“The Conscientious Objector” is a poem written by a soldier trying to imagine and do justice to his philosophical antagonist. It accordingly dramatizes both the soldier’s anger at the resister and the civic necessity of having the resister be there in the first place: “Your conscience is / What we come back to in the armistice.”
Born in Baltimore and educated at the University of Virginia, Karl Shapiro (1913–2000) was an established poet before he was drafted as a soldier in March 1941. He managed to write numerous poems during his three years’ service in Australia and New Guinea, characterizing himself as “a poet in a Battle Zone, which he had seen almost nothing of, who was serenely writing good poetry.” He received a special Guggenheim in 1944 and the Pulitzer Prize in poetry for his book V-Letter and Other Poems (1944). (“The Conscientious Objector” was published in his volume The Trial of a Poet, in 1947.) He went on to have a distinguished poetic career, but chiefly as a poet of “hendecasyllables and the conversational,” committed to formal rigor and to a full representation of ordinary life.
Many of the traditions of American war resistance are profoundly Christian in origin, and many antiwar writers are also Christians.
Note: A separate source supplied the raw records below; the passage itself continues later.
PR #1763, opened 2024-05-02
Probe /auth/status from frontend to avoid 401 on /user (closes #1188)

### LINKED ISSUE #1188: Page Experience/Core Web Vitals: Browser errors were logged to the console
Regarding the old issue #328 there is a problem that if the user is not logged in API responds with a 401 error.

Google uses a lot of metrics to range sites. And from November 2021, not only Page Speed matters, but also user experience. More info https://developers.google.com/search/blog/2020/11/timing-for-page-experience

Using https://web.dev you can check the issues you have on the page. That's the new google page speed.
Logging errors to the console is one of the official issues. 

Example for page https://radio-t.com/p/2021/11/30/prep-783/:

Screenshot 2021-12-07 at 11 44 56

p.s. Also, some other console/SSL errors found on this site relates to not using GTM Server Side. Some of them you can fix with the correct policy headers, but not all of them.

paskal:
Resolves #1188.

`GET /api/v1/user` requires auth and returns `401` for anonymous visitors, which the browser logs to console even when JS catches it. The frontend now probes `GET /auth/status` first (always `200`, no console noise) and only fetches `/user` when the response says `"logged in"`.

When `/auth/status` reports `"not logged in"`, stale `JWT` and `XSRF-TOKEN` cookies are cleared in `getUser()` to preserve the cleanup-on-probe behaviour previously triggered by the `/user` 401.

No backend changes — `/user` keeps its current contract. Branch is `+81 / -13` across 4 frontend files (api client + tests, both `apps/remark42` and `packages/api`).

Continuation of accidentally closed #1752.

### DIFF
--- a/frontend/apps/remark42/app/common/api.test.ts
+++ b/frontend/apps/remark42/app/common/api.test.ts
@@ -1,5 +1,40 @@
-import { getUserComments } from './api';
-import { apiFetcher } from './fetcher';
+import { getUser, getUserComments } from './api';
+import { apiFetcher, authFetcher, JWT_COOKIE_NAME, XSRF_COOKIE } from './fetcher';
+import * as cookies from './cookies';
+
+describe('getUser', () => {
+  beforeEach(() => {
+    jest.restoreAllMocks();
+  });
+
+  it('should fetch /user when /auth/status reports logged in', async () => {
+    const user = { id: '1', name: 'user' };
+    jest.spyOn(authFetcher, 'get').mockResolvedValue({ status: 'logged in', user: 'user' });
+    const apiSpy = jest.spyOn(apiFetcher, 'get').mockResolvedValue(user);
+
+    await expect(getUser()).resolves.toEqual(user);
+    expect(apiSpy).toHaveBeenCalledWith('/user');
+  });
+
+  it('should return null and clear auth cookies when /auth/status reports not logged in', async () => {
+    jest.spyOn(authFetcher, 'get').mockResolvedValue({ status: 'not logged in' });
+    const apiSpy = jest.spyOn(apiFetcher, 'get');
+    const clearSpy = jest.spyOn(cookies, 'clearAuthCookie').mockImplementation(() => {});
+
+    await expect(getUser()).resolves.toBeNull();
+    expect(apiSpy).not.toHaveBeenCalled();
+    expect(clearSpy).toHaveBeenCalledWith(JWT_COOKIE_NAME);
+    expect(clearSpy).toHaveBeenCalledWith(XSRF_COOKIE);
+  });
+
+  it('should return null when /auth/status request fails', async () => {
+    jest.spyOn(authFetcher, 'get').mockRejectedValue(new Error('boom'));
+    const apiSpy = jest.spyOn(apiFetcher, 'get');
+
+    await expect(getUser()).resolves.toBeNull();
+    expect(apiSpy).not.toHaveBeenCalled();
+  });
+});
 
 describe('getUserComments', () => {
   it('should call apiFetcher.get with /comments endpoint and default skip and limit query params', () => {
--- a/frontend/apps/remark42/app/common/api.test.ts
+++ b/frontend/apps/remark42/app/common/api.test.ts
@@ -27,12 +27,14 @@ describe('getUser', () => {
     expect(clearSpy).toHaveBeenCalledWith(XSRF_COOKIE);
   });
 
-  it('should return null when /auth/status request fails', async () => {
+  it('should return null without clearing cookies when /auth/status request fails', async () => {
     jest.spyOn(authFetcher, 'get').mockRejectedValue(new Error('boom'));
     const apiSpy = jest.spyOn(apiFetcher, 'get');
+    const clearSpy = jest.spyOn(cookies, 'clearAuthCookie').mockImplementation(() => {});
 
     await expect(getUser()).resolves.toBeNull();
     expect(apiSpy).not.toHaveBeenCalled();
+    expect(clearSpy).not.toHaveBeenCalled();
   });
 });
 
--- a/frontend/apps/remark42/app/common/api.ts
+++ b/frontend/apps/remark42/app/common/api.ts
@@ -64,8 +64,12 @@ export const getPreview = (text: string): Promise<string> => apiFetcher.post('/p
 export async function getUser(): Promise<User | null> {
   // probe auth state via /auth/status (always 200, no console 401)
   const status = await authFetcher.get<{ status: string }>('/status').catch(() => null);
-  if (status?.status !== 'logged in') {
-    // clear stale auth cookies — preserves the cleanup-on-probe behaviour previously triggered by /user 401
+  if (status === null) {
+    // probe failed (network blip, transient 5xx) - leave cookies alone, treat as unknown
+    return null;
+  }
+  if (status.status !== 'logged in') {
+    // explicit "not logged in" - clear stale cookies, preserving cleanup-on-probe behaviour previously triggered by /user 401
     clearAuthCookie(JWT_COOKIE_NAME);
     clearAuthCookie(XSRF_COOKIE);
     return null;
--- a/frontend/apps/remark42/app/common/api.ts
+++ b/frontend/apps/remark42/app/common/api.ts
@@ -11,7 +11,8 @@ import {
   Image,
   EmailSubVerificationStatus,
 } from './types';
-import { apiFetcher, adminFetcher } from './fetcher';
+import { apiFetcher, adminFetcher, authFetcher, JWT_COOKIE_NAME, XSRF_COOKIE } from './fetcher';
+import { clearAuthCookie } from './cookies';
 
 /* API methods */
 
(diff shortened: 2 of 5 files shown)


akellbl4 (changes requested):
I don't think this is a proper solution

backend/app/rest/api/rest.go
```diff
@@ -291,10 +291,17 @@ func (s *Rest) routes() chi.Router {
 			rauth.Use(middleware.Timeout(30 * time.Second))
 			rauth.Use(tollbooth_chi.LimitHandler(tollbooth.NewLimiter(10, nil)))
 			rauth.Use(authMiddleware.Auth, matchSiteID, middleware.NoCache, logInfoWithBody)
-			rauth.Get("/user", s.privRest.userInfoCtrl)
```
esev, line 294: Could this line be moved into the open routes group of handlers above, rather than creating a new group for it?

backend/app/rest/api/rest_private.go
```diff
@@ -236,9 +236,21 @@ func (s *private) updateCommentCtrl(w http.ResponseWriter, r *http.Request) {
 	render.JSON(w, r, res)
 }
 
-// GET /user?site=siteID - returns user info
+// GET /user?site=siteID&unauthorised200=false - returns user info, with unauthorised200=true returns 200 with error message
 func (s *private) userInfoCtrl(w http.ResponseWriter, r *http.Request) {
-	user := rest.MustGetUserInfo(r)
+	user, err := rest.GetUserInfo(r)
+	if err != nil {
+		if r.URL.Query().Get("unauthorised200") == "true" {
```
esev, line 243: Is the unauthorised200 parameter necessary? It looks like the frontend code will already accept a 200 response with `null` as the JSON response.

Please correct me if I'm wrong, I'm new here, but I think if `null` can be returned here, it looks like no frontend changes would be needed.

esev (commented):
I'm interested in seeing a fix for #1188. Just a couple drive-by comments in case they can help move this forward.

paskal:
Thanks @esev, your suggestion was spot on -- the simpler shape works without any frontend churn. Reworked the PR along those lines:

- moved `/user` into the existing open routes group instead of creating a new `rauthOptional` group
- dropped the `unauthorised200` query parameter; unauthenticated `/user` requests now return `200` with a `null` body, which the existing `getUser()` `.catch(() => null)` handles transparently
- inlined the site check (mirroring `matchSiteID`) for authenticated requests, replacing the fragile `matchSiteID(...).ServeHTTP(w, r)` call inside the handler
- frontend `getUser()` reverted to its original one-liner -- no API surface change
- updated the test accordingly (renamed to `TestRest_UserInfoUnauthenticated`) covering the unauthenticated-200 path and the authenticated site-mismatch 403

Net diff vs master is now `+52 / -4` across three backend files, no frontend touch.

umputun (commented):
looked through this and have a few things to discuss before merging.

**main question**: in #1188 you yourself suggested switching the frontend to the `/status` endpoint I added to `go-pkgz/auth` ([78e5d29](https://github.com/go-pkgz/auth/commit/78e5d290333d18075f2d316ffd22c4cd1b3482d2)) precisely so we wouldn't have to change the `/user` contract. what made you change direction here? swapping the call site on the frontend feels like the cleaner path, and it doesn't break anyone consuming `/user` with the documented `401 unauthorized` behavior. also worth noting akellbl4's CHANGES_REQUESTED on this PR is still open from the original revision.

**API docs not updated**: `site/src/docs/contributing/api/index.md:111` still says `GET /api/v1/user — auth required`. if we're going with this contract change it has to be reflected in the docs in this same PR.

**DRY**: copilot already raised this and I agree. the inlined site check at `rest_private.go:248-253` is a verbatim copy of `matchSiteID` (`rest.go:580-592`), including the `user.Name == "admin" && user.ID == "admin"` predicate. f8ba3877 just hardened `matchSiteID` to require an explicit `?site=`, and now there are two copies to keep in sync. extract a small helper like `siteAllowed(user, siteID)` and call it from both places.

**stale title**: `unauthorised200 parameter` doesn't match the implementation anymore (no such param). pls update.

**frontend side effect worth flagging**: `frontend/apps/remark42/app/common/fetcher.ts:124-128` clears the JWT cookie on `[401, 403]`. with the new behavior, an expired session calling `/user` returns `200 null`, so this probe no longer triggers cookie cleanup. other authenticated calls still hit 401 and clear it, so it's not a session-leak bug, but the cleanup-on-probe behavior silently changes.

**test gaps**:
1. the new test bundles two unrelated scenarios. split into separate tests or use `t.Run` subtests.
2. missing: basic-auth admin path (the `admin/admin` exemption you just inlined into the handler has zero coverage)
3. missing: authenticated user without `?site=` for non-admin (the 403 your comment promises)
4. missing: invalid/expired JWT - should also yield `200 null`
5. `assert.Equal(t, "null\n", string(body))` is brittle (copilot flagged). better:
   ```go
   var v any
   require.NoError(t, json.Unmarshal(body, &v))
   assert.Nil(t, v)
   ```
6. nits: use `http.MethodGet` not `"GET"` (rest of the file uses the constant); `require.NoError` on `io.ReadAll` not `assert.NoError`; `http.Client{Timeout: 1 * time.Second}` is tight and may flake under CI load.

**minor**: the godoc on `userInfoCtrl` doesn't mention the new 403 site-mismatch branch, and the comment "no auth → 200/null" actually fires on any `GetUserInfo` error including malformed JWT - either narrow the check or fix the comment.

ci is green and the security boundary holds (`Trace` still validates JWTs fully when present, `NoCache` is on the open group). but the strategic question about `/status` vs `/user` reshape is the main thing I'd like to settle before going further.

paskal:
Pivoted to `/auth/status` as you originally suggested in #1188 -- you were right, this is the cleaner path. Force-pushed; branch is now `+81 / -13` across 4 frontend files, no backend changes.

What changed:

- `getUser()` in both `apps/remark42/app/common/api.ts` and `packages/api/clients/public.ts` now probes `/auth/status` first via the auth fetcher; only calls `/user` when the response is `"logged in"`
- when `/auth/status` reports `"not logged in"`, stale `JWT` / `XSRF-TOKEN` cookies are cleared in `getUser()` -- this preserves the cleanup-on-probe behaviour you flagged, since the probe no longer hits the 401/403 path in `fetcher.ts:124-128`
- `/user` contract is untouched, so `site/src/docs/contributing/api/index.md:111` stays accurate

Addressing your other points:

- **DRY**: gone, no backend duplication anymore
- **Stale title**: renamed to `Probe /auth/status from frontend to avoid 401 on /user (closes #1188)`
- **Test gaps**: new shape is covered -- 3 tests in `api.test.ts` (logged in -> fetches `/user`; not logged in -> null + cookies cleared; status request fails -> null) and 3 in `public.test.ts` (same matrix). The basic-auth admin / site-mismatch / expired-JWT branches don't apply now since `/user` is back to its original handler
- **Copilot's brittle `"null\n"` assertion**: gone with the test rewrite

Pre-existing: `packages/api` vitest fails locally on Node 25 due to msw URL parsing, but the same failures show up on master, so unrelated to this change.

@akellbl4 -- since the original approach you objected to is dropped, please take another look when you get a chance.

umputun (commented):
nice pivot, this is the right shape — `/user` contract preserved, no docs churn, no backend changes.

one subtle behavior change worth a look: in `frontend/apps/remark42/app/common/api.ts:64-68`, when the `/auth/status` probe itself fails (network blip, transient 5xx), `.catch(() => null)` falls through into the cookie-clear branch and wipes `JWT` / `XSRF-TOKEN`. previously a transient `/user` failure didn't clear cookies — only an explicit 401/403 in `fetcher.ts:124-128` did. so a flaky network on the probe now silently logs the user out on next page load.

probably want to only clear when the response is unambiguously "not logged in":

```ts
const status = await authFetcher.get<{ status: string }>('/status').catch(() => null);
if (status === null) {
  // probe failed — don't touch cookies, just return null for this call
  return null;
}
if (status.status !== 'logged in') {
  clearAuthCookie(JWT_COOKIE_NAME);
  clearAuthCookie(XSRF_COOKIE);
  return null;
}
return apiFetcher.get<User | null>('/user').catch(() => null);
```

your "status request fails" test would then want a negative assertion (`expect(clearSpy).not.toHaveBeenCalled()`) so the distinction is locked in.

`packages/api/clients/public.ts` doesn't have this concern — it doesn't manage cookies in either branch, which is consistent with its existing fetcher (`packages/api/lib/fetcher.ts` doesn't clear on 401/403 either). good call keeping the asymmetry.

minor: the trailing-comma changes in `packages/api/tests/clients/public.test.ts:46/49/52` look like prettier sweeping in unrelated lines. not a blocker, but ideally trim those out.

otherwise good to go after the cookie-clear tweak.

paskal:
Good catch on the probe-failure path -- you're right, a transient network blip shouldn't silently log the user out. Pushed `7442ac29`:

- `getUser()` now distinguishes `null` (probe failed -> leave cookies, return null) from explicit `"not logged in"` (clear cookies + return null)
- the probe-failure test now asserts `clearSpy).not.toHaveBeenCalled()` to lock the distinction in
- trailing-comma noise in `public.test.ts` is gone; root cause was `packages/api/.prettierrc` not specifying `trailingComma`, so prettier 3 defaulted to `'all'` and `eslint --fix` swept unrelated lines on commit. Set it to `'es5'` to match `apps/remark42`, plus dropped one stray trailing comma in `clients/public.ts:113` that the new config flagged

`packages/api/clients/public.ts` keeps the symmetric short-circuit (no cookie management either way), as you noted.

umputun (approved):
lgtm, both points resolved cleanly, and nice job root-causing the prettier-config drift instead of just deleting the noise.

That preponderance becomes less pronounced around this moment, as the community of war resistance begins to diversify; the presence of American-born Jewish writers like Replansky and Shapiro hints at that enlargement.
The gates clanged and they walked you into jail
More tense than felons but relieved to find
The hostile world shut out, the flags that dripped
From every mother’s windowpane, obscene
The bloodlust sweating from the public heart,
The dog authority slavering at your throat.
A sense of quiet, of pulling down the blind
Possessed you. Punishment you felt was clean.
The decks, the catwalks, and the narrow light
Composed a ship. This was a mutinous crew
Troubling the captains for plain decencies,
A Mayflower brim with pilgrims headed out
To establish new theocracies to west,
A Noah’s ark coasting the topmost seas
Ten miles above the sodomites and fish.
These inmates loved the only living doves.
Like all men hunted from the world you made
A good community, voyaging the storm
To no safe Plymouth or green Ararat;
Trouble or calm, the men with Bibles prayed,
The gaunt politicals construed our hate.
The opposite of all armies, you were best
Opposing uniformity and yourselves;
Prison and personality were your fate.
You suffered not so physically but knew
Maltreatment, hunger, ennui of the mind.
Well might the soldier kissing the hot beach
Erupting in his face damn all your kind.
Yet you who saved neither yourselves nor us
Are equally with those who shed the blood
The heroes of our cause. Your conscience is
What we come back to in the armistice.